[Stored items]

PR #305, opened 2026-07-30
Add live-stack integration tests for document sync

cookc:
## Summary

Every fix in this stack was found against a real Foundry stack but verified only by unit tests. These reproduce the reported failures end to end — two independent PACK clients against a real backend — and pin the behaviour that resolves them.

## Results

Run against `danube-staging` with a throwaway document type:

| Test | Baseline | With the fixes |
|---|---|---|

The baseline included only the two worker-compatibility fixes (#299, #301), needed for the process to run in node at all, and **none** of the behavioural ones — so the failures isolate to the bugs #300, #302, #303 and #304 fix.

The last row passing in **both** columns is the control. Sync fundamentally works, so the other five failures are the specific defects rather than a broken harness.

## Design notes

**Skips without credentials.** The suite reads `.env.local` at the repo root and skips entirely when it is absent, so a credential-free checkout passes and CI is unaffected. Confirmed: `6 skipped` with no env, `6 passed` with it.

**Runs in node, not the package default of happy-dom.** PACK needs a real WebSocket here, and a genuinely absent `document`/`window` is also what it faces inside a SharedWorker — which is where these bugs were originally found. Set per-file via `// @vitest-environment node`.

**Writes go through `state.setCollectionRecord`.** `docRef.setRecord`'s data parameter is `never` on the base interface and needs a generated SDK's `asVersioned` to narrow. The schema here is declared inline, so there is nothing to narrow with.

**Two independent `initPackApp` instances**, each with its own OSDK client, Yjs client id and CometD session — which is what a second tab or process is, and what the reports hinge on.

**Static bearer token** rather than the OAuth redirect flow: these tests exercise sync, not auth.

**Documents are cleaned up** in `afterAll`, best-effort so a leaked throwaway cannot fail the run.

## Prerequisites

⚠️ Stacked on #304, but running these locally also needs **#299** and **#301** merged — they supply the `document` guard and the cometd `window` alias without which the process cannot start in node. Until then a local run with `.env.local` present fails with `ReferenceError: document is not defined`. CI is unaffected because it has no credentials and skips.

## Running them

```bash
cp /path/to/.env.local .              # repo root, gitignored
pnpm exec turbo run build             # REQUIRED — vitest resolves workspace deps to build/
cd packages/app && pnpm test src/__tests__/FoundrySync.integration.test.ts
```

The build step is not optional and is easy to miss: vitest resolves workspace packages to their `build/` output, so stale artifacts silently exercise the wrong code. That cost me a debugging cycle — the tests appeared to fail against fixes that were present in `src`.

## Test plan

- [x] 6 tests passing against a live stack.
- [x] Same 6 failing on a baseline without the behavioural fixes, confirming they are meaningful.
- [x] 6 skipped with no `.env.local`.
- [x] `typecheck`, `eslint`, `dprint`, `cspell` clean.

### DIFF
--- a/.changeset/capture-updates-from-doc-creation.md
+++ b/.changeset/capture-updates-from-doc-creation.md
@@ -1,0 +1,14 @@
+---
+"@palantir/pack.state.foundry": patch
+"@palantir/pack.state.foundry-event": minor
+---
+
+Stop losing local writes made before a document's first data subscription opens. The Yjs `update` listener that publishes local changes was attached in `startDocumentSync`, which only runs once a data subscription registers, so any earlier write produced no event and never reached the server. Nothing surfaced the loss — the writing client read its own value back correctly — and because a later update references struct ids from the unpublished operations, receiving peers hold it pending against a causal gap that never closes, making the record invisible rather than merely late.
+
+Capture now begins when the document is created, via a new `FoundryEventService.beginDocumentCapture`. Updates are held and published against the first revision once a sync session establishes one, so each keeps its own edit description and schema version instead of being collapsed into a single full-state message.
+
+Capture also outlives `stopDocumentSync`, so writes made while sync is stopped are held and published when it resumes; only `disposeDocument` tears capture down, warning if it discards updates that were never published. Sync runs are now tracked by an explicit token rather than by the identity of the update handler, which no longer implies that sync is active.
+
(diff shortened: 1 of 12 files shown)


cookc:

- #302
    - #303
        - #304
            - #305 ◀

__WHAT TO DO__. Look through the entries, and return every line that the word "changeset" appears in.

__RESPONSE TO THE EXERCISE__.
--- a/.changeset/capture-updates-from-doc-creation.md
+++ b/.changeset/capture-updates-from-doc-creation.md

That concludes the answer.